Below is a listing; repeat exactly the lines from the one containing "The agentops version" to the one containing "Each LLM now", both included.

----

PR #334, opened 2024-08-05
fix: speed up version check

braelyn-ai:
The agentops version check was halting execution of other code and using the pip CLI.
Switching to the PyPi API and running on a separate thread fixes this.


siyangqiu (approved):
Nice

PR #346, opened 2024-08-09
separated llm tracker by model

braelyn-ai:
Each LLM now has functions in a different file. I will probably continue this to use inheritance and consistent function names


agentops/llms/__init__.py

----

# Reply to the exercise
The agentops version check was halting execution of other code and using the pip CLI.
Switching to the PyPi API and running on a separate thread fixes this.


siyangqiu (approved):
Nice

PR #346, opened 2024-08-09
separated llm tracker by model

braelyn-ai:
Each LLM now has functions in a different file. I will probably continue this to use inheritance and consistent function names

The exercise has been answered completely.